-------- MATERIAL TO PROCESS

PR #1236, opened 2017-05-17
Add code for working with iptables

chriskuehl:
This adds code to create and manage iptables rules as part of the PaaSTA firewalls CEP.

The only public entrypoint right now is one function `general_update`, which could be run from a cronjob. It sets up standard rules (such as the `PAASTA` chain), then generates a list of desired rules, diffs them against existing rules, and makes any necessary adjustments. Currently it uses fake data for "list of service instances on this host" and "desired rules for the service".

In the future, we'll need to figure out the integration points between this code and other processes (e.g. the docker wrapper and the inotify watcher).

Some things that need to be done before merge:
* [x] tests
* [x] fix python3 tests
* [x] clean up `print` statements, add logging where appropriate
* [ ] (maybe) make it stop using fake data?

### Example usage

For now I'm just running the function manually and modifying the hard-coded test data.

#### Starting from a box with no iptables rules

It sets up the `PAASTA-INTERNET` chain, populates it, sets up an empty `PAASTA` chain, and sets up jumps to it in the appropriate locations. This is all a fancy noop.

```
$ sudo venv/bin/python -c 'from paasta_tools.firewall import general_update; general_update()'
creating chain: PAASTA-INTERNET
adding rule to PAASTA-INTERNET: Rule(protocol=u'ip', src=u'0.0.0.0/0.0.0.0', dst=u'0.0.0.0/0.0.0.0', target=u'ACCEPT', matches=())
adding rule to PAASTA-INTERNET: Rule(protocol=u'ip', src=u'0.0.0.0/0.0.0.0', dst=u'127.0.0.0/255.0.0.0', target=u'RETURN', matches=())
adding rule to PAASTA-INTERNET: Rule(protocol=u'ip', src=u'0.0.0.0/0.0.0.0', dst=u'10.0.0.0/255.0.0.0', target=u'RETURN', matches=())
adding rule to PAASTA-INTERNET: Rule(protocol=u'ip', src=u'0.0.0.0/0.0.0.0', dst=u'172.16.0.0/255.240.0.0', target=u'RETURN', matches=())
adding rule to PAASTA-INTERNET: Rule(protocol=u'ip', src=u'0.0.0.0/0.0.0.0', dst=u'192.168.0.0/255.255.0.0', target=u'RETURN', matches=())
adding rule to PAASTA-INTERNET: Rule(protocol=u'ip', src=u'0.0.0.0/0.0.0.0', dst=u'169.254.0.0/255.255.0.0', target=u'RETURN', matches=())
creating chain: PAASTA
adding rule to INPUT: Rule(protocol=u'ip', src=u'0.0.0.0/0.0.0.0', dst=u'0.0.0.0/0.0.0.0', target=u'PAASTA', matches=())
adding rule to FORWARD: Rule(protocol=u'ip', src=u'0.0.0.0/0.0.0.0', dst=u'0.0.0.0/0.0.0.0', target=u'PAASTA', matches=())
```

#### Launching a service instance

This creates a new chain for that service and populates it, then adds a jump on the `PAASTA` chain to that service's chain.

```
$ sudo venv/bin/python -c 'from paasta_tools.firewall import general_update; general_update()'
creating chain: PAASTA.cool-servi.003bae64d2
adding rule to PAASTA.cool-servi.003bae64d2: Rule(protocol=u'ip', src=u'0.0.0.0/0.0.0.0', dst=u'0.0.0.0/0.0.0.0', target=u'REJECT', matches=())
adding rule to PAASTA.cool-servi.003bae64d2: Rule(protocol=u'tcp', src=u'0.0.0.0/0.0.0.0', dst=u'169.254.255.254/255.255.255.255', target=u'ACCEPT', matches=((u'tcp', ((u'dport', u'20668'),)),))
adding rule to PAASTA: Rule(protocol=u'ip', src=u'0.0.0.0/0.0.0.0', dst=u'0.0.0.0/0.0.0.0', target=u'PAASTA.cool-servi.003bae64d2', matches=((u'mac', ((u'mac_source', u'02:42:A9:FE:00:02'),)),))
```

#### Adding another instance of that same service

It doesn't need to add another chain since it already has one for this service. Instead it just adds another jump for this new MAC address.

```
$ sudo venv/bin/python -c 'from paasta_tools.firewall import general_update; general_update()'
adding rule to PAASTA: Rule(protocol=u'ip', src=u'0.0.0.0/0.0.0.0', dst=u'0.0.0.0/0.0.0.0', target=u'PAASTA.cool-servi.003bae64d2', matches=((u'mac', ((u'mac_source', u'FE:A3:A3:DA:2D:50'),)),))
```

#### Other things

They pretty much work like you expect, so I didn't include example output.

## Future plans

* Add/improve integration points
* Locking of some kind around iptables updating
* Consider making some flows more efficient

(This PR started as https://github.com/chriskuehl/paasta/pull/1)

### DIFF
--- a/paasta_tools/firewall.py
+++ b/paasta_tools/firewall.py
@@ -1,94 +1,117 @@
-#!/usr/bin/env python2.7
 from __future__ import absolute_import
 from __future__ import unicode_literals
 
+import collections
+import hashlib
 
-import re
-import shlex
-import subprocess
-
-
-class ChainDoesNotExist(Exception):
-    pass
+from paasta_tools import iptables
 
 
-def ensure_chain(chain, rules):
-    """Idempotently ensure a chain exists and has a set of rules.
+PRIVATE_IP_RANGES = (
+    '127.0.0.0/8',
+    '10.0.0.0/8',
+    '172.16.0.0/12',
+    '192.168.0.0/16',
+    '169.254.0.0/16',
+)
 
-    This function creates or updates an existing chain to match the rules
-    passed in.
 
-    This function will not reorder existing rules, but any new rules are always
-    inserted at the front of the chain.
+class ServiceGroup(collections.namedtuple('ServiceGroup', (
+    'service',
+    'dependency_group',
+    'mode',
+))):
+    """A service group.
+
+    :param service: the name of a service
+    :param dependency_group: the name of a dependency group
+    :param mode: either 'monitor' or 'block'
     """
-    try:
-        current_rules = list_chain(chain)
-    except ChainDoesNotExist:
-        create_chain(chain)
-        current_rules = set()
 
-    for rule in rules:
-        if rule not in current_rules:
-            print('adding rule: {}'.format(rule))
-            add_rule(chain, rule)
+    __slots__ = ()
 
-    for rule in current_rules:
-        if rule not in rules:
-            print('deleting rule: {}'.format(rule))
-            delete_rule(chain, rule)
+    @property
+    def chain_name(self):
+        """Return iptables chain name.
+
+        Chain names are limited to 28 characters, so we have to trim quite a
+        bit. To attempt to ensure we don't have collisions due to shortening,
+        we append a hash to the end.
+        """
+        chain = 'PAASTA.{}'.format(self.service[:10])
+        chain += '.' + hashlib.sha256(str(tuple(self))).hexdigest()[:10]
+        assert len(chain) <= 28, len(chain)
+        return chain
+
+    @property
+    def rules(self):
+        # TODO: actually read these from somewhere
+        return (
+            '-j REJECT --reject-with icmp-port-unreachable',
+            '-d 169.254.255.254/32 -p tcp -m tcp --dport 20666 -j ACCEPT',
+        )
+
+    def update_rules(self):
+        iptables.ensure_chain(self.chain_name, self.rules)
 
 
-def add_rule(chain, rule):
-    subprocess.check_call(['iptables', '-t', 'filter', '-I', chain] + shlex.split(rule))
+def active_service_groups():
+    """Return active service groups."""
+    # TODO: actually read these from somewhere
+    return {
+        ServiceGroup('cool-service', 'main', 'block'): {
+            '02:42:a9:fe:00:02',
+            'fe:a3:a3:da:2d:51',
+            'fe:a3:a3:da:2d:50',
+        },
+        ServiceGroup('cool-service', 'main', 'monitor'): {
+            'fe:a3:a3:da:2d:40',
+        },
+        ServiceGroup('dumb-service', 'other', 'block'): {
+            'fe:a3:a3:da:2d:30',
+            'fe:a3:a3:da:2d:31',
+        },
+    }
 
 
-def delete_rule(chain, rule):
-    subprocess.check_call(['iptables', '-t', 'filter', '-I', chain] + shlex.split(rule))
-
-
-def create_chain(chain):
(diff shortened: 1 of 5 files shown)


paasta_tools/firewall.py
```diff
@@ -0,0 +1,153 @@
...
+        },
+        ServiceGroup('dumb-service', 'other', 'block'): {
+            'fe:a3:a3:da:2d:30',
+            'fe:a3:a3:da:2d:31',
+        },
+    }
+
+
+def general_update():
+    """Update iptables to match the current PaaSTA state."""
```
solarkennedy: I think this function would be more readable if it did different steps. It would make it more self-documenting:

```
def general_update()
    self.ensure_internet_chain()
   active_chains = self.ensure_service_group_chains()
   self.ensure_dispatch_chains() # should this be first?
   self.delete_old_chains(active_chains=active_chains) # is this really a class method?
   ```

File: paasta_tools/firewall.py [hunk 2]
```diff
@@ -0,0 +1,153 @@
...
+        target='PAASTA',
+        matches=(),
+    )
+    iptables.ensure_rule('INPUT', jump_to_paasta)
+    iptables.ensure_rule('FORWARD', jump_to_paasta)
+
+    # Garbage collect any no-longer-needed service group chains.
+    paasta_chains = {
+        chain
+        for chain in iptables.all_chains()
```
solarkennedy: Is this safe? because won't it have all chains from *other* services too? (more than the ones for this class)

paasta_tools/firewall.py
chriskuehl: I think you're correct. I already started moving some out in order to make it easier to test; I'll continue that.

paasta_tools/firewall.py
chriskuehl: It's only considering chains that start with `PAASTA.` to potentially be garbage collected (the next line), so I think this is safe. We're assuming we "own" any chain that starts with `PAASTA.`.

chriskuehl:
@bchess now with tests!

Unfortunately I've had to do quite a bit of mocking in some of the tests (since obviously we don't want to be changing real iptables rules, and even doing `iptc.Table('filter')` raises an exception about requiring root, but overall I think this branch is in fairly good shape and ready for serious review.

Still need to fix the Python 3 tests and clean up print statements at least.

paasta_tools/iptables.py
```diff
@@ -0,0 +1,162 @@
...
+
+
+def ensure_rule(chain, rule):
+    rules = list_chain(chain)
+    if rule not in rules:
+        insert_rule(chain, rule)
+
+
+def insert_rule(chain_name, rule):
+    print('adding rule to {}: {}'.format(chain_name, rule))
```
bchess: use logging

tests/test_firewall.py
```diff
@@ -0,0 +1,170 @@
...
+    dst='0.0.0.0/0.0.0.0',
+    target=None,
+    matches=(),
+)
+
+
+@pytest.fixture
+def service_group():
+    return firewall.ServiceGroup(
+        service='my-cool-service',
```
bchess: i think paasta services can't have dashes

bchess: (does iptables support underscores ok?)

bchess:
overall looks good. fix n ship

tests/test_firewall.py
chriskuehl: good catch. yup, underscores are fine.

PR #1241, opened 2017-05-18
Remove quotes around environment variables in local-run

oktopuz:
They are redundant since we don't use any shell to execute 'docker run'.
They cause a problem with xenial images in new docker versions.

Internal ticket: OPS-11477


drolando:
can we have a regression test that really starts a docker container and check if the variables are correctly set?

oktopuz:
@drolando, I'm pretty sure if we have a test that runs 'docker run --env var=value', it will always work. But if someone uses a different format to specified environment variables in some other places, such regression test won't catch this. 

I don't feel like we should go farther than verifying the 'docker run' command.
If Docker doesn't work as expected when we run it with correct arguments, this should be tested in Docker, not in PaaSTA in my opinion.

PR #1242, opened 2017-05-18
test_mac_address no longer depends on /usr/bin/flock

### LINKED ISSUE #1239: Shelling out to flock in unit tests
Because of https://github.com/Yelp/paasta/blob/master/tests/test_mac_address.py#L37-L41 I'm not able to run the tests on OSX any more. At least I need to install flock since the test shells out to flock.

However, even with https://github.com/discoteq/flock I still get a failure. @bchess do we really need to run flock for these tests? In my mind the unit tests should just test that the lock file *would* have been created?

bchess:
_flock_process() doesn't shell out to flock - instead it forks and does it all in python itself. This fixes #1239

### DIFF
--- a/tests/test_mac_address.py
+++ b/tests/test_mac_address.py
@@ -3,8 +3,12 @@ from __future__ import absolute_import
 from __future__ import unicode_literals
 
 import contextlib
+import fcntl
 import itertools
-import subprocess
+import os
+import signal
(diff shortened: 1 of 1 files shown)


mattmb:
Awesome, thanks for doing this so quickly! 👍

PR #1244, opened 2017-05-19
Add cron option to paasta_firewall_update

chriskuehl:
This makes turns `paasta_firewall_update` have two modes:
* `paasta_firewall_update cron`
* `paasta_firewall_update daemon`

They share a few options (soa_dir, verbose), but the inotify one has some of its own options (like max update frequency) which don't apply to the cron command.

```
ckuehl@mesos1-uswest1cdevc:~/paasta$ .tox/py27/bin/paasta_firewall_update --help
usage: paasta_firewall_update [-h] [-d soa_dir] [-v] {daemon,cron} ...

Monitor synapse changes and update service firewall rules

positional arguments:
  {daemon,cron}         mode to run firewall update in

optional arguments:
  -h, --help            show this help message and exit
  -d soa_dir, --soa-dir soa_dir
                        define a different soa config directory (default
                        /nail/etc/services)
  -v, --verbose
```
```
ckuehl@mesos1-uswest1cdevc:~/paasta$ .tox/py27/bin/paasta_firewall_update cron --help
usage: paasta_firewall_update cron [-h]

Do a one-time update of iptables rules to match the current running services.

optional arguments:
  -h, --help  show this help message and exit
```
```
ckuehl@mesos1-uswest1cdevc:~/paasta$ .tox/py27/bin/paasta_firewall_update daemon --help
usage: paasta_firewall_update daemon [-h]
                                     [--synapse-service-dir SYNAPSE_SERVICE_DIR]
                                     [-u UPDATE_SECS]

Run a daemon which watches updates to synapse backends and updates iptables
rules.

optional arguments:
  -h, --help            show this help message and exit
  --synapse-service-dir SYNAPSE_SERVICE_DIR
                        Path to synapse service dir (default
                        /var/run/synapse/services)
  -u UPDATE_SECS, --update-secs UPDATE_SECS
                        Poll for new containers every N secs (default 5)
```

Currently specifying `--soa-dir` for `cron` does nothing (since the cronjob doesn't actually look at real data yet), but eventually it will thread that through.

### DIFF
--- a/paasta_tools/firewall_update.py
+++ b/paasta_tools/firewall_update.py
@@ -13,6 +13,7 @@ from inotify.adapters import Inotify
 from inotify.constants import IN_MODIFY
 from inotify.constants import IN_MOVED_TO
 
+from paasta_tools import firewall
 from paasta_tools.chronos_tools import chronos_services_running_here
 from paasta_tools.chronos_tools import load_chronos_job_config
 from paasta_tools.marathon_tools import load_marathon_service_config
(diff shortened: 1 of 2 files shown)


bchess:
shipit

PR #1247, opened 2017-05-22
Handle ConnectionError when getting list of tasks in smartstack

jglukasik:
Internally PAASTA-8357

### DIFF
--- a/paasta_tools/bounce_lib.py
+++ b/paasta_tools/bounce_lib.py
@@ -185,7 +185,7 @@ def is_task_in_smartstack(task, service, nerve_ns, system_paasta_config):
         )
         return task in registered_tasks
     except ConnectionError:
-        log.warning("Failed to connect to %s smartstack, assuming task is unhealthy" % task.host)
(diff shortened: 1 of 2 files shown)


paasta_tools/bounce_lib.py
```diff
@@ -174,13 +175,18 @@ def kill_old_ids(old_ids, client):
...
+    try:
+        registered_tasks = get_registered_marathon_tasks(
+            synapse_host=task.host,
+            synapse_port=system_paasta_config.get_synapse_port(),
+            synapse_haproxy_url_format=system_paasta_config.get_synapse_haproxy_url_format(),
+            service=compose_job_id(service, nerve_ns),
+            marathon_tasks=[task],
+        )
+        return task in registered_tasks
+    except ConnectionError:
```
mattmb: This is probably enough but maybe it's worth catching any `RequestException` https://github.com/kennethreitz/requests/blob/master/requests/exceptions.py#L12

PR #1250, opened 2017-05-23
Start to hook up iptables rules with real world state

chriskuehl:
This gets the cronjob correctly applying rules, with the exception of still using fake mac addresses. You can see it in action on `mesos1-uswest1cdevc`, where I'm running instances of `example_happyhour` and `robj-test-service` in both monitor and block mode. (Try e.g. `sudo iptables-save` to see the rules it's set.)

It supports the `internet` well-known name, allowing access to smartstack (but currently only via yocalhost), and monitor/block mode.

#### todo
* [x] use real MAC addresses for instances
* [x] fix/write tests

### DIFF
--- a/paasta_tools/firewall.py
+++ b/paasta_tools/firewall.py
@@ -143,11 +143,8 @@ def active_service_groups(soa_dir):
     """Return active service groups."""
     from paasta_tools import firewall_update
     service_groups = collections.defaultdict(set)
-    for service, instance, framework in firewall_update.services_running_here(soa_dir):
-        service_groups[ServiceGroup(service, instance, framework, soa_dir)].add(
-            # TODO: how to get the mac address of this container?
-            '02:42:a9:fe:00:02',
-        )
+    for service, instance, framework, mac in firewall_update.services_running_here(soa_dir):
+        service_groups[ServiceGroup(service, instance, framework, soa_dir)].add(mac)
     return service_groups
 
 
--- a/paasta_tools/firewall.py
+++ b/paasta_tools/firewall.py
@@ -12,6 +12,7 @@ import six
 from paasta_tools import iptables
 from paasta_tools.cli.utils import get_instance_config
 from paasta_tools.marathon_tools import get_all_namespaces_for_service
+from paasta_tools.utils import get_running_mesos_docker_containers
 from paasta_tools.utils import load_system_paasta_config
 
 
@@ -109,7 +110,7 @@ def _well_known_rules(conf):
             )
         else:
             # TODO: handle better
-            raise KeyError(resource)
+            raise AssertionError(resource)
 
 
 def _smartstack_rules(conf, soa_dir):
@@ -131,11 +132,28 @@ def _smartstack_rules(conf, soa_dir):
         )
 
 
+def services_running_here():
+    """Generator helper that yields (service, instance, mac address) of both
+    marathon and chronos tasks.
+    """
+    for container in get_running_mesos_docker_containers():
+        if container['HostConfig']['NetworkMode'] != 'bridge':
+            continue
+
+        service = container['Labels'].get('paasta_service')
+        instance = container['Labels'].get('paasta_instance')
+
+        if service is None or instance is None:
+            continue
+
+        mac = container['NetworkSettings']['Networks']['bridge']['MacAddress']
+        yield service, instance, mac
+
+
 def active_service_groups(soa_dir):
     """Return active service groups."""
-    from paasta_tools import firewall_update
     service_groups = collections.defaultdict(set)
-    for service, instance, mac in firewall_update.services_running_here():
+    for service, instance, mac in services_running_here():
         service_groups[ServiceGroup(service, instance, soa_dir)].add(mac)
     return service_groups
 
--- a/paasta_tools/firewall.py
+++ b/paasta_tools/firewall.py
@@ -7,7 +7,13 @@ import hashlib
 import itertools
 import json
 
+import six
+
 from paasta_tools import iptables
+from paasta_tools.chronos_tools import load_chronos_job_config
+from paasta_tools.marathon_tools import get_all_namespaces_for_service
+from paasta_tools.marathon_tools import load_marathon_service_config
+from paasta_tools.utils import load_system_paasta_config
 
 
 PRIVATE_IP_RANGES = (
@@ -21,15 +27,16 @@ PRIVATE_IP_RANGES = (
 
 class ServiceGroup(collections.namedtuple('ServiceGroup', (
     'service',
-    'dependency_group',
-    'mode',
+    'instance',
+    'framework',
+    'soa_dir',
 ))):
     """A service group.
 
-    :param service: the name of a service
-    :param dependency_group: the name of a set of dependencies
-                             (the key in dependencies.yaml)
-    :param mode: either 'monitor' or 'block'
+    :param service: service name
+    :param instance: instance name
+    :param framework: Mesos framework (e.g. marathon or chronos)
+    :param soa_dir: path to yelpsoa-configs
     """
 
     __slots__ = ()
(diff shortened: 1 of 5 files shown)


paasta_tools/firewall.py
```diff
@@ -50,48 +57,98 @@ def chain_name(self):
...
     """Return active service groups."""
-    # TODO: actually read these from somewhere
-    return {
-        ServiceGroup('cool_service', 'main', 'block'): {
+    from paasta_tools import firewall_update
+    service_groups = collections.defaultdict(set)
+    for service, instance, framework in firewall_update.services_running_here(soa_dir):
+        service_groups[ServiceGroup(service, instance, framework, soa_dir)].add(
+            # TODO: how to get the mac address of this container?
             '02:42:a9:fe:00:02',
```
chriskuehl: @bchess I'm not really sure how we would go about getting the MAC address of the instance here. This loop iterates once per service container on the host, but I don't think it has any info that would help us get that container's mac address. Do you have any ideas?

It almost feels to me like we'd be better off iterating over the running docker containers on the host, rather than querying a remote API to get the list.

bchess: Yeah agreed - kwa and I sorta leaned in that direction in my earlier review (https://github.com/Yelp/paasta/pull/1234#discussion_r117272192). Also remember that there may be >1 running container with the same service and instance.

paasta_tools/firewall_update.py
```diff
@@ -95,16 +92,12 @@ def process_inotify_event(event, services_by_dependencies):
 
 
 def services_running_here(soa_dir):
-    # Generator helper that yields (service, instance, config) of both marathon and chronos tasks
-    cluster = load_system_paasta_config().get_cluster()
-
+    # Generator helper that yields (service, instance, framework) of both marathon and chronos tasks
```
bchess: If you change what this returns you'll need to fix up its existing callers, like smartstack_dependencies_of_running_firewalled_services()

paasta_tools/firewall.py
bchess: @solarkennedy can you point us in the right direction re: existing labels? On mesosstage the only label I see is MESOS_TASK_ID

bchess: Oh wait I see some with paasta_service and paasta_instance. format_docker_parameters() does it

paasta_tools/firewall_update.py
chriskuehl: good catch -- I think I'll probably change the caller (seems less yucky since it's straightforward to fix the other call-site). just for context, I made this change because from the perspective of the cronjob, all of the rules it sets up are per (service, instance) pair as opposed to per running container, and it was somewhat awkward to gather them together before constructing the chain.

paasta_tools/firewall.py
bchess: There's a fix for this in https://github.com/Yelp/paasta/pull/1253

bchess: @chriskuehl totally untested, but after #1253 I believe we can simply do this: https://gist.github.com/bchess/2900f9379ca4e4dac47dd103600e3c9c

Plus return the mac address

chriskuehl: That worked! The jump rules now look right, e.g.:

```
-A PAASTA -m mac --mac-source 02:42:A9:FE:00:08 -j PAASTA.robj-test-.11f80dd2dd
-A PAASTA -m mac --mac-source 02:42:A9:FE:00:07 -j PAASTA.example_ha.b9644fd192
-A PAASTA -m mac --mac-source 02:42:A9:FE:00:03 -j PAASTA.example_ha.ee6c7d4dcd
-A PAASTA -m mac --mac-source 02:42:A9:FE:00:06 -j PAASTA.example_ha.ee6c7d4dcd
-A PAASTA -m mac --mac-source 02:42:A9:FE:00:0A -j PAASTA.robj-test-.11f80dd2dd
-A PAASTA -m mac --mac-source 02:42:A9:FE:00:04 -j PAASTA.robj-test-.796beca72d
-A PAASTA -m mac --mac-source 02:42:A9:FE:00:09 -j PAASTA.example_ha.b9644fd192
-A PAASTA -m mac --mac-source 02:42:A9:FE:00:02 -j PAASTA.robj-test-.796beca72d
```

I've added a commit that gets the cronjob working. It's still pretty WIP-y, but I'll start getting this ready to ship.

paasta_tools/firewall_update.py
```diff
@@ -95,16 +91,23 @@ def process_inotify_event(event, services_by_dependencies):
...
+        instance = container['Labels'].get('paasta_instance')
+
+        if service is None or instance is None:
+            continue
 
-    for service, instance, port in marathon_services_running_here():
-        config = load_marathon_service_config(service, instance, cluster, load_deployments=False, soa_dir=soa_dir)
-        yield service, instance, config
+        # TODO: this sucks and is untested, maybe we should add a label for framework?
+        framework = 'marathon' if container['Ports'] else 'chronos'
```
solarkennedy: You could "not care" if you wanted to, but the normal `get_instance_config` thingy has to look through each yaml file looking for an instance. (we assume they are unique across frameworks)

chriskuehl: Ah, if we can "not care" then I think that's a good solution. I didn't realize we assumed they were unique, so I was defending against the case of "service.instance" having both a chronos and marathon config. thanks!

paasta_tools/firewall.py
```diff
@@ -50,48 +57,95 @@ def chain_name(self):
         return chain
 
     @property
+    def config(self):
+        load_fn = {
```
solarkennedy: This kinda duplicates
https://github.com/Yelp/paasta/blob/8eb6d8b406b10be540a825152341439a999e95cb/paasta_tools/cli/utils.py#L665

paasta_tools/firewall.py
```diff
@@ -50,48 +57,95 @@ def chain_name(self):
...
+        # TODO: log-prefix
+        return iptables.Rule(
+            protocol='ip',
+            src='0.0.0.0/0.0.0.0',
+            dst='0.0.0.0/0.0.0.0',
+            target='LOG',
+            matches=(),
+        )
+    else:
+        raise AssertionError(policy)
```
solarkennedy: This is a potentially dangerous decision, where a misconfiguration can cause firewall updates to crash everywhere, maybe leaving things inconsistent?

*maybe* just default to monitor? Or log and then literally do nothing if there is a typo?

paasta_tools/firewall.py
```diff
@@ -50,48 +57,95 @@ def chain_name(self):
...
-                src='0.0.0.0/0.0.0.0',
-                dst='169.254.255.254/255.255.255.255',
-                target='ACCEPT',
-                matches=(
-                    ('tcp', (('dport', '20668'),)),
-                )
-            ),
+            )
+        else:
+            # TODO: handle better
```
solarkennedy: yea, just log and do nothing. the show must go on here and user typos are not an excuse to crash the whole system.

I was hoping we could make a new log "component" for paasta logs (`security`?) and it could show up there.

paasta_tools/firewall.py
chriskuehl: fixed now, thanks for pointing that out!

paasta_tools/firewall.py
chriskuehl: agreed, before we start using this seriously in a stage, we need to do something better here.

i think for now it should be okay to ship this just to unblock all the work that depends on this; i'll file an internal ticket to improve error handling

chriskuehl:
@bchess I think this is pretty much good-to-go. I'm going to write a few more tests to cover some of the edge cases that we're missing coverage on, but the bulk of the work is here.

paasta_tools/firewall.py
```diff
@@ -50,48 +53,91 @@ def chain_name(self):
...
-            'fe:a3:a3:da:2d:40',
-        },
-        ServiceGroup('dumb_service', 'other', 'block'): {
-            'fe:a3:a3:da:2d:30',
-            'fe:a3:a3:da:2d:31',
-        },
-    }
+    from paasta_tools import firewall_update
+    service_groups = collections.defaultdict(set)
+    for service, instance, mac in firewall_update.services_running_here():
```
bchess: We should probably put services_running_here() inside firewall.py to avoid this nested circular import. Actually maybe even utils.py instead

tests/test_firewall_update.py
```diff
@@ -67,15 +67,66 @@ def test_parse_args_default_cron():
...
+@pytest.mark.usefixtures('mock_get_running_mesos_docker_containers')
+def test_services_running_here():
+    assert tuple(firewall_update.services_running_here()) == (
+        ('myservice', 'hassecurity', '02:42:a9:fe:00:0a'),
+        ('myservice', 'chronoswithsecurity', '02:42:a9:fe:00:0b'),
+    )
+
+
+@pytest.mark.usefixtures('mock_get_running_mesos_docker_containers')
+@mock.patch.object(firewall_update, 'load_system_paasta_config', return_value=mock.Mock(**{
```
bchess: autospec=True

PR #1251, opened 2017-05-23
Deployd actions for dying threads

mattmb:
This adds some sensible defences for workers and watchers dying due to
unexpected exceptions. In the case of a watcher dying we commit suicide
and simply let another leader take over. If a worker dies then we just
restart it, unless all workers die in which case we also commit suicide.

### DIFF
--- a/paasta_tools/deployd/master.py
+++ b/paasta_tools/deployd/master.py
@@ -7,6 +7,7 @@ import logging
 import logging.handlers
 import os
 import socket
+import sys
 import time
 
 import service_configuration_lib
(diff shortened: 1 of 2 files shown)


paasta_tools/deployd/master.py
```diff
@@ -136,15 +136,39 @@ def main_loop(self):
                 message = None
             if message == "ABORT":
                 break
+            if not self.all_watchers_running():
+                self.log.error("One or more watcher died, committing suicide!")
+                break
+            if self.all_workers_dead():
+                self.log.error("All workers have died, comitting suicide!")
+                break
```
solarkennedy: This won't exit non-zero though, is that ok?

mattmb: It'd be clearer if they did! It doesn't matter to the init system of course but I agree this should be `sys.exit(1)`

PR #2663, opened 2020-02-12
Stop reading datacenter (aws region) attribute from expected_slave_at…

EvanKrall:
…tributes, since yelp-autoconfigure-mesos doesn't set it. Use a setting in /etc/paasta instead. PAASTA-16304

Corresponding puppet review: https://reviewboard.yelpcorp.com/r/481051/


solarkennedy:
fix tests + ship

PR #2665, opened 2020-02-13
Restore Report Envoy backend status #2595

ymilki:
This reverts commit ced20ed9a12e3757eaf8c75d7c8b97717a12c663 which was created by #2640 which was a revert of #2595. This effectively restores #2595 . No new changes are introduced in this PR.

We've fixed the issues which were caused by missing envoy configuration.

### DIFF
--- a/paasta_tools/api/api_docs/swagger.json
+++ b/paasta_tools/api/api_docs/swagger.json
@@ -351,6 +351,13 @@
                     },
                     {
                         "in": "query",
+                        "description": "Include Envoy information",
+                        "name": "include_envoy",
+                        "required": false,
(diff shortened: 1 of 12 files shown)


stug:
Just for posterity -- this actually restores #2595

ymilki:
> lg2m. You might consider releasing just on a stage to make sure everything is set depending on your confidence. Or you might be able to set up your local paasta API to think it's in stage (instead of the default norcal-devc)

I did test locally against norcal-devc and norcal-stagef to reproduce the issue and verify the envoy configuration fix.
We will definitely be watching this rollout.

----------------

▶ [YOUR OBJECTIVE]
When a line in the data above contains the string "much", copy that line.

▶ [EXERCISE SOLUTION]
They pretty much work like you expect, so I didn't include example output.
@bchess I think this is pretty much good-to-go. I'm going to write a few more tests to cover some of the edge cases that we're missing coverage on, but the bulk of the work is here.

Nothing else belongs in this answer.